Abstract

Selecting appropriate parametric models to extrapolate long-term survival based on limited follow up trial data may improve the reliability of HTA evidence. Using data from two phase 3 trials in 2L NSCLC, we assess whether mixture cure models (MCMs) improve survival extrapolation relative to standard methods. The analyses were based on datasets with minimum of 5 years of follow up from trials comparing nivolumab versus docetaxel in patients with pretreated metastatic squamous (CheckMate-017) and non-squamous (CheckMate-057) NSCLC. MCMs assume a fraction of patients are cured by treatment, with uncured and cured patients subject to separate survival curves. We estimated MCMs on 1-3 year databases and assessed the survival extrapolations against the validated standard parametric models (SPM) using the 5-year dataset. Validation of models was facilitated by comparing the restricted mean survival time (RMST) over 20-years. Additional comparisons against SPMs from earlier datasets will be presented.

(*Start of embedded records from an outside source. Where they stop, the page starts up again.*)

PR #479, opened 2021-04-27
Some setinfo fixes

atollk:
## Type of changes

- Bug fix

## Checklist

## Description
Unit tests for `FS.setinfo` now function correctly, whereas they basically did nothing before. Also, a bug in OSFS was fixed which caused timestamps to lose precision with `setinfo`.


althonos:
Good catches, thanks.

Issue #486, opened 2021-06-18
MountFS's listdir doesn't take into account existing mounts


Frankkkkk:
Hi,
First of all thank you for this really good lib !

I'm hitting a small bug using MountFS: the `listdir` method doesn't take into account mounts for dir listing.

here's a simple test case:
```python3
#!/usr/bin/env python3
from fs.osfs import OSFS
from fs.mountfs import MountFS


mounted = OSFS('dir_a')
original = OSFS('dir_b')

final = MountFS()
final.mount('the_mount', mounted)
final.mount('', original)


print(f'Final FS /: {final.listdir("/")}')
print(f'mounted FS /: {mounted.listdir("/")}')
print(f'Final FS /the_mount: {final.listdir("/the_mount")}')
```

My fs is:
```bash
$ tree dir_a dir_b
dir_a
└── file_a
dir_b
└── file_b
```

and thus, the resulting `final` FS looks like so:
```bash
.
├── file_a
└── the_mount
    └── file_b
```

However running the script results in:
```
Final FS /: ['file_b']
mounted FS /: ['file_a']
Final FS /the_mount: ['file_a']
```

As we can see, the `mounted` FS is not taken into account by `listdir`, however it exists in the `MountFS` as show by the two last lines. The expected result should be:
```
Final FS /: ['file_b', 'the_mount']
```

I could try to hack something up but it would entail adding a final list to https://github.com/PyFilesystem/pyfilesystem2/blob/master/fs/mountfs.py#L159 , what do you think ?

Thanks  and cheers !
Frank

lurch:
From a quick look at the `mountfs.py` file, it looks like things might be "going wrong" because of your usage of `''` as the mount-path in `final.mount('', original)`.
However I dunno if the "bug" is that this behaviour should be allowed by mountfs, and mountfs is behaving incorrectly; or if mountfs should instead prevent empty strings being used as the mount-path? That's probably a decision for @willmcgugan to make...

Frankkkkk:
Indeed, that's a really good point.

However, _if_ we prevent empty strings, I see no other alternative of doing the thing above, thus we would be reducing the featureset of pyfilesystem, which would be a shame ? I'm happy to propose a MR next week if that's okay with you.

Cheers and have a good WK !

lurch:
[...]

PR #487, opened 2021-06-20
MountFS fixes

lurch:
## Type of changes

- Bug fix
- Tests

## Checklist

## Description

Addresses issues outlined #486 
* Don't allow MountFS to have an empty mount-path
* Don't allow files/dirs to be created inside MountFS's internal MemoryFS
* Change MountFS's .mounts attribute to a dict instead of a list of tuples
* Add a MountFS.unmount method
* Add associated unit-tests

It's a long time since I've done any PyFilesystem development, so this should should be considered "WIP code", comments welcome...  (e.g. I'm not sure if the `unmount` method is actually useful?)

This should be reviewed with care as the "bugfixes" this includes (the first two bullet-points above) subtly change the API of MountFS.

### DIFF
--- a/fs/mountfs.py
+++ b/fs/mountfs.py
@@ -13,8 +13,10 @@ from . import errors
 from .base import FS
 from .memoryfs import MemoryFS
 from .path import abspath
+from .path import dirname
 from .path import forcedir
 from .path import normpath
+from .path import recursepath
 from .mode import validate_open_mode
 from .mode import validate_openbin_mode
 
@@ -23,10 +25,10 @@ if typing.TYPE_CHECKING:
         Any,
         BinaryIO,
         Collection,
+        Dict,
         Iterator,
         IO,
         List,
-        MutableSequence,
         Optional,
         Text,
         Tuple,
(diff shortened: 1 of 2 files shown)


fs/mountfs.py
```diff
@@ -67,7 +69,7 @@ def __init__(self, auto_close=True):
         super(MountFS, self).__init__()
         self.auto_close = auto_close
         self.default_fs = MemoryFS()  # type: FS
-        self.mounts = []  # type: MutableSequence[Tuple[Text, FS]]
+        self.mounts = {}  # type: Dict[Text, FS]
```
althonos, line 72: I think the reason a `list` was in use here was to preserve ordering of mounted files. Sure, a `dict` is fine for newer Python versions but I'd think this would change behaviour on Python 2.7. I think using `collections.OrderedDict` would work instead (and we can drop that when we move the code to PyFilesystem3).

althonos (changes requested):
Hi @lurch , thanks a lot for this, sorry it went under my radar! I think it looks fine apart from the one change I requested (it's probably me being paranoid/thinking too hard about edge cases).

Issue #238, opened 2018-12-08
Question: pathlib compatibility?


smheidrich:
Are there any plans to make the functionality offered by this package available through an interface mirroring the Python standard library's [``pathlib.Path``](https://docs.python.org/library/pathlib.html), or does anyone know of external projects working towards this? I think adoption of ``pathlib`` is already comparatively widespread, so if something like this existed, a decent number of projects would obtain support for the various filesystems offered by PyFilesystem with no or minimal changes.

smheidrich:
The way I see it, implementing the ``PathLike`` interface (``__fspath__``) would be pretty pointless, because its only purpose is to return the path as a string so that it can be used in the parts of the standard library which are mostly just wrappers around syscalls (``open``, ``os.mkdir``, ...). This wouldn't be useful when dealing with any of the interesting filesystems supported by PyFilesystem (remote, in-memory, ...).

For CheckMate-017, MCMs fitted to the 1-year (PFS) and 3-year (OS) datasets were the earliest datasets modeled to yield results comparable to the 5-year validated SPM. For CheckMate-057, the 2-year (PFS) and 3-year (OS) datasets were the earliest datasets modeled to yield results comparable to the 5-year validated SPM. For CheckMate-017, the 20-year RMST estimate for PFS from the 1-year data was 25.5 vs 22.9 months for the 5-year SPM, and the 3-year OS MCM was 30.2 vs 30.5 for the 5-year SPM. For CheckMate-057, the 20-year RMST for the 2-year PFS MCM was 23.6 vs 19.0 for the 5-year SPM, and the 3-year OS MCM was 27.5 vs 28.6 for the 5-year SPM We demonstrate that the use of MCMs for modeling survival with early follow-up in NSCLC patients could anticipate validated standard survival extrapolations with extended follow-up.